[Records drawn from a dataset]
____________

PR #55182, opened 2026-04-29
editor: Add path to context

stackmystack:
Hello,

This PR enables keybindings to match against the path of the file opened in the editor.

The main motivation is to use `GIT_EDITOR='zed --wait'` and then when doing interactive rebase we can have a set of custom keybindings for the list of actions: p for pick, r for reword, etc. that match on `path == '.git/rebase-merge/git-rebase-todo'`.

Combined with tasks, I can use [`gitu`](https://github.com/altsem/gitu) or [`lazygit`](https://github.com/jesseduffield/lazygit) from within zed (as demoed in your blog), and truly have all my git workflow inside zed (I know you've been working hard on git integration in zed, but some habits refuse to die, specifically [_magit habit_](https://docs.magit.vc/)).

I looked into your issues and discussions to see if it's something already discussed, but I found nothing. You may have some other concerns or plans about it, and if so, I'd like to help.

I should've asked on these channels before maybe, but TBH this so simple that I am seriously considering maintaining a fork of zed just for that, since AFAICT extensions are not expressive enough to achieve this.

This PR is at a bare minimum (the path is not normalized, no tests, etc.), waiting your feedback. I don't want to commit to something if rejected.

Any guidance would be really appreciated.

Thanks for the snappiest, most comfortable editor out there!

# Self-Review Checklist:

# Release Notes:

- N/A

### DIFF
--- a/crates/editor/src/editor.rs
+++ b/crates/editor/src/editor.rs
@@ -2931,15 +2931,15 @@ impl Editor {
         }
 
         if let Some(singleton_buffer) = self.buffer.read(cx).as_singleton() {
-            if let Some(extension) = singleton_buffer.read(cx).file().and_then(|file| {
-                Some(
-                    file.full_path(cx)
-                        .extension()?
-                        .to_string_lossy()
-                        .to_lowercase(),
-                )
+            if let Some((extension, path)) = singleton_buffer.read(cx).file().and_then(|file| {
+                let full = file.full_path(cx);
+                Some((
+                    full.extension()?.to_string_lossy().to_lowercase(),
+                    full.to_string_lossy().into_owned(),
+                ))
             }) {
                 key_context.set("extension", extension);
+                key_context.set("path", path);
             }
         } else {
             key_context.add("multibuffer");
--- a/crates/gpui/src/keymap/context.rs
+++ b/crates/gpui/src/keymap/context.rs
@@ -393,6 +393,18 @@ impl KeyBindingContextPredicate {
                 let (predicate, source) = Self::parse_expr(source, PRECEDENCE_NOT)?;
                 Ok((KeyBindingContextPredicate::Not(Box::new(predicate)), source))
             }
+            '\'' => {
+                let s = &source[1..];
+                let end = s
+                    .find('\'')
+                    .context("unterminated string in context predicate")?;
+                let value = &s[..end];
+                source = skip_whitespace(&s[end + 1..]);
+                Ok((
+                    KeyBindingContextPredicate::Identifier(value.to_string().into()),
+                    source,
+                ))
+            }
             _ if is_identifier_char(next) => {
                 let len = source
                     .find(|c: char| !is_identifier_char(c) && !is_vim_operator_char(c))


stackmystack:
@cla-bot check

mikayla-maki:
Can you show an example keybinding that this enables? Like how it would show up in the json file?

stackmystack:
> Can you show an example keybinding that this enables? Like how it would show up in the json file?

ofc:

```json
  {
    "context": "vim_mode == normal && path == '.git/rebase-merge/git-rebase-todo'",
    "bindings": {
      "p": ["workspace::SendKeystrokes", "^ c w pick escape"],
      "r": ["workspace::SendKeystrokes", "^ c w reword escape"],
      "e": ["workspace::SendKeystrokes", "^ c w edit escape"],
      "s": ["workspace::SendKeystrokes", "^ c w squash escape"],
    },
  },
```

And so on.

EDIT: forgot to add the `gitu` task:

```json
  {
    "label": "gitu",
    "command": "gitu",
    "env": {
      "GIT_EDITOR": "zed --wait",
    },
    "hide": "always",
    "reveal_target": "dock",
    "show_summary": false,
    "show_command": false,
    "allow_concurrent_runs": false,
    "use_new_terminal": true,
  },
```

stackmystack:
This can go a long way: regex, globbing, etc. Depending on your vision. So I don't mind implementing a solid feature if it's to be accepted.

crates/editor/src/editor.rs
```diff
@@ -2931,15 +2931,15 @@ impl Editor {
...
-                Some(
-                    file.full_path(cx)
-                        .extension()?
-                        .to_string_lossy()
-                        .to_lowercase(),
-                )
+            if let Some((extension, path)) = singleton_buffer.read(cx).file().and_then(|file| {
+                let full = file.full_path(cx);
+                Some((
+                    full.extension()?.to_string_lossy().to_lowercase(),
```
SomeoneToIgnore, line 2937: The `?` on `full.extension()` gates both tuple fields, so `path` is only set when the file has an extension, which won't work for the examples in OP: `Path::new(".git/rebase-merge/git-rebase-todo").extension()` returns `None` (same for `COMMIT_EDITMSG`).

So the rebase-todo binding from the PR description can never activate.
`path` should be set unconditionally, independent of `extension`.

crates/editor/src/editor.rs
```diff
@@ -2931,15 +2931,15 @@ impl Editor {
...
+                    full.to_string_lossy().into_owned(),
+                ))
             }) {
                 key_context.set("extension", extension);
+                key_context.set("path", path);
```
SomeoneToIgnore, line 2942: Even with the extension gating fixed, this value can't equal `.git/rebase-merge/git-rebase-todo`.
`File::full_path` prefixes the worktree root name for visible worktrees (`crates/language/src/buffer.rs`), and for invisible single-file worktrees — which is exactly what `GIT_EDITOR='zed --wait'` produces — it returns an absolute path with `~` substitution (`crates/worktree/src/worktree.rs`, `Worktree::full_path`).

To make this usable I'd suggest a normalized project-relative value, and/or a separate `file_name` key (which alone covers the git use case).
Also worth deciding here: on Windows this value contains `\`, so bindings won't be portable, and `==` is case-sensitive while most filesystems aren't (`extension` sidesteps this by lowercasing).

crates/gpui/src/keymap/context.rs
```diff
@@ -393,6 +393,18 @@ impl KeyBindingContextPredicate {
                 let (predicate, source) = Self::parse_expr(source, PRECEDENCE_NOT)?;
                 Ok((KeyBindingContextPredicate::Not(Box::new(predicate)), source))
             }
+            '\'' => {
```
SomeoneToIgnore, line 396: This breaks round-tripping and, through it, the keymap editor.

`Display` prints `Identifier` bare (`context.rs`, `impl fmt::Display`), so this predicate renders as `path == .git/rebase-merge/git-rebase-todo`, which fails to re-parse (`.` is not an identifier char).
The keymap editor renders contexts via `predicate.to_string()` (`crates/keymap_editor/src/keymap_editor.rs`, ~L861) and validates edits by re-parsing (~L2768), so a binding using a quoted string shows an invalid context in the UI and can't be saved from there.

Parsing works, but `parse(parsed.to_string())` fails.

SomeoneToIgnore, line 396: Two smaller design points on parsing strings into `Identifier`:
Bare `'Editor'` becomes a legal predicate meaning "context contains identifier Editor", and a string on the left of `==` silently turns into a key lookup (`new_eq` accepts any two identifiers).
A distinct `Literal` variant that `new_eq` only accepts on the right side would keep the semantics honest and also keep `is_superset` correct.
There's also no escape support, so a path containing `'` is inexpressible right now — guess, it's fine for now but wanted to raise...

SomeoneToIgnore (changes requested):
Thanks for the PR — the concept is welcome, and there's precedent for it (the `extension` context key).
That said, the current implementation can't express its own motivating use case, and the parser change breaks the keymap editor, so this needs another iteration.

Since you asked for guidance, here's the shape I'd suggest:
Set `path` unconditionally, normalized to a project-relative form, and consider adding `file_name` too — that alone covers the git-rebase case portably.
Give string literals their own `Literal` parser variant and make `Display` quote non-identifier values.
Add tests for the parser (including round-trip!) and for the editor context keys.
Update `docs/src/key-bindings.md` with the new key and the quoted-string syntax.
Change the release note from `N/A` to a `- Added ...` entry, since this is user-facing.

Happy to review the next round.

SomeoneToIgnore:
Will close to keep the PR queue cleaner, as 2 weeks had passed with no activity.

____________

PROBLEM STATEMENT
Look through the entries above. Copy out every line holding the word "variant".

RESULT OF THIS EXERCISE
A distinct `Literal` variant that `new_eq` only accepts on the right side would keep the semantics honest and also keep `is_superset` correct.
Give string literals their own `Literal` parser variant and make `Display` quote non-identifier values.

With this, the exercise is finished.